Dependency scoring can also be done using Parent/Child dependency. For example, if an underlying plugin monitor has any anomaly, it will also affect the health of the parent server monitor. So, whenever an anomaly occurs in a monitor, we will check if there exists any child monitor of it. If the child monitor also has anomaly, score will be increased and we can infer that the anomaly in parent might be caused due to child monitor's anomaly.

4. Monitors, grouped under the same Monitor Group detected as anomalous

If any of the monitors in the monitor groups (to which current monitor with anomaly belongs to) have anomalies in last half an hour, then it'll increase the overall score. There are two types to add the score:

  • Infrastructure monitors:
    For infrastructure monitors, if there's an anomaly in the same monitor group, it increases the overall score.

  • Non-infrastructure monitors:
    If non-infrastructure monitors have anomaly in same monitor group, it increases  the score.

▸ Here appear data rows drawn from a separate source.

PR #21, opened 2019-02-06
return a better error when uuid is not found

beav:
Previously, if you requested a UUID that was not found by inventory service,
you'd get a 500 error.

Instead, return a 400 error with a more helpful message.

### DIFF
--- a/drift/views/v0.py
+++ b/drift/views/v0.py
@@ -5,7 +5,7 @@ import json
 import base64
 
 from drift import info_parser
-from drift.exceptions import HTTPError
+from drift.exceptions import HTTPError, SystemNotReturned
 from drift.inventory_service_interface import fetch_hosts, get_key_from_headers
 
 APP_URL_PREFIX = "/r/insights/platform/drift"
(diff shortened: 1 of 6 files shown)


drift/views/v0.py
```diff
@@ -25,8 +25,11 @@ def compare():
     if auth_key is None:
         raise HTTPError(HTTPStatus.BAD_REQUEST, message="auth header not specified")
 
-    comparisons = info_parser.build_comparisons(fetch_hosts(host_ids, auth_key))
-    return jsonify(comparisons)
+    try:
+        comparisons = info_parser.build_comparisons(fetch_hosts(host_ids, auth_key))
+        return jsonify(comparisons)
+    except SystemNotReturned as error:
+        raise HTTPError(HTTPStatus.BAD_REQUEST, message=error.message)
```
ehelms: Does this return a string or JSON? If a string, do we want to standardize on a JSON formatted error message format? Are there any standards within the platform on error returns?

beav: it returns a json:

```
{"message":"System d1d22ce7-4e52-4767-867a-2ccac52485ec not available to display"}
```

beav: @ehelms the platform docs have some differences with the way the API is right now. I'll put in a new card for it, but it's something that is going to be bigger than this PR.

ehelms: And last point of clarity, this will 'fully error out' as in, instead of just showing any systems we can, right now it will bomb out? I think that's fine. Just making sure I follow your idea here. We should probably talk to Rox about this interaction next sprint.

beav: correct, if any UUID is not found it will bail on the whole thing. It will also error on the first UUID and not proceed with fetching the rest.

PR #23, opened 2019-02-07
rename 'compare' to 'comparison_report'

beav:
It makes more sense to "get a comparison report", thus the latter is more
resty.


ehelms:
Needs a rebase

beav:
rebase complete

PR #27, opened 2019-02-11
use openapi to define API

beav:
Previously, methods were mapped to URLs using flask annotations, and
data was validated inside the methods. This is not correct.

Instead, rely on openapi to define the method inputs. Additionally,
use the openapi definition to map URLs to methods.

This commit also handles 500 errors from the inventory service.

NOTE: the returned data from /comparison_report has changed slightly.
The old format for the list of facts was:

```
{UUID1: value1,
 UUID2: value2}
```

It is now:

```
{id: UUID1, value: value1}
{id: UUID2, value: value2}
```

The old style of having data inside of a hash key is not recommended
in the API specs I read.

### DIFF
--- a/drift/inventory_service_interface.py
+++ b/drift/inventory_service_interface.py
@@ -3,7 +3,8 @@ import os
 import requests
 from urllib.parse import urljoin
 
-from drift.exceptions import SystemNotReturned
+
+from drift.exceptions import SystemNotReturned, InventoryServiceError
 
 AUTH_HEADER_NAME = 'X-RH-IDENTITY'
 INVENTORY_SVC_HOSTNAME = os.getenv('INVENTORY_SVC_URL', "http://inventory_svc_url_is_not_set")
@@ -16,7 +17,7 @@ def get_key_from_headers(incoming_headers):
     return incoming_headers.get(AUTH_HEADER_NAME)
 
 
-def fetch_systems(system_ids, service_auth_key):
+def fetch_systems(system_ids, service_auth_key, logger):
     if len(system_ids) > MAX_UUID_COUNT:
         raise SystemNotReturned("Too many systems requested, limit is %s" % MAX_UUID_COUNT)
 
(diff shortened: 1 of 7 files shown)


drift/inventory_service_interface.py
```diff
@@ -1,9 +1,11 @@
 import json
 import os
 import requests
+from flask import current_app
```
ehelms: Is there a way to pass around the logger without requiring 'flask` ? This had a nice encapsulation before being loosely coupled.

drift/openapi/api.spec.yaml
```diff
@@ -11,21 +11,49 @@ info:
...
             application/json:
               schema:
                 $ref: "#/components/schemas/Status"
 
+  /comparison_report:
+    parameters:
+      - $ref: '#/components/parameters/rhIdentityHeader'
+    get:
+      summary: fetch comparison report
+      description: "Fetch a comparison report for given system IDs. Currently,
```
ehelms: I think we could drop `currently` here. Let's not commit to 'future' language if we can avoid it.

drift/inventory_service_interface.py
beav: ya, I could send it into `fetch_systems`. The other option is to not log what the result is and assume we can just look at the logs on the other service and correlate with timestamps.

ehelms:
Is there an example of the output in the docs from comparison_report or in the tests?

beav:
> Is there an example of the output in the docs from comparison_report or in the tests?

If the app is deployed, you can go to `drift/v0/ui/` which has an example. However that doesn't help much when reviewing PRs or you don't have access to the /ui console  :cactus: 

I checked in an example at https://raw.githubusercontent.com/RedHatInsights/drift-backend/master/drift/openapi/comparison-report-example.json as well, and the openapi docs point to that.

drift/openapi/api.spec.yaml
```diff
@@ -34,3 +66,70 @@ components:
...
+    ComparisonReport:
+      required:
+        - facts
+        - header_mappings
+      properties:
+        facts:
+          type: array
+          items:
+            $ref: "#/components/schemas/FactComparison"
+        header_mappings:
```
ehelms: What is the idea behind `header_mappings` as the naming for this field? I don't find it obvious what it means as a data point compared to something like `systems`.

beav: I chose the name only because the data is likely to be used for the column headers in the frontend. I can change it to "systems" or something, that may make more sense

beav:
the example json will also need updating. I'll either make a new PR after this is merged, or figure out a way later to autogenerate the example

drift/openapi/api.spec.yaml
ehelms: Yea, I like to avoid if possible, API data that is "ui" specific in it's naming. When it's a public API, I think its better if it reflects what things actually are.

ehelms:
UI change -- https://github.com/RedHatInsights/drift-frontend/pull/36

ehelms:
Merging this and the UI piece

5. Other monitor with the same Tags (user defined tags) has anomaly

If monitors with same tags have anomaly, it increases the score for ingrastructure as well as non-infrastructure monitors.

6. Monitors with the same Fully Qualified Domain Name (FQDN) has anomaly

Monitors having same domain name can also be grouped together for Anomaly scoring. In most of the cases, monitors with same domain are affected or have anomalies at the same period. 

7. Monitors with the same Server name

Monitors having same server name can be grouped together for Anomaly scoring.

8. Same Monitor Type

If none of the above cases are satisfied, scoring is handled based on anomalies detected in other monitors of the similar monitor type.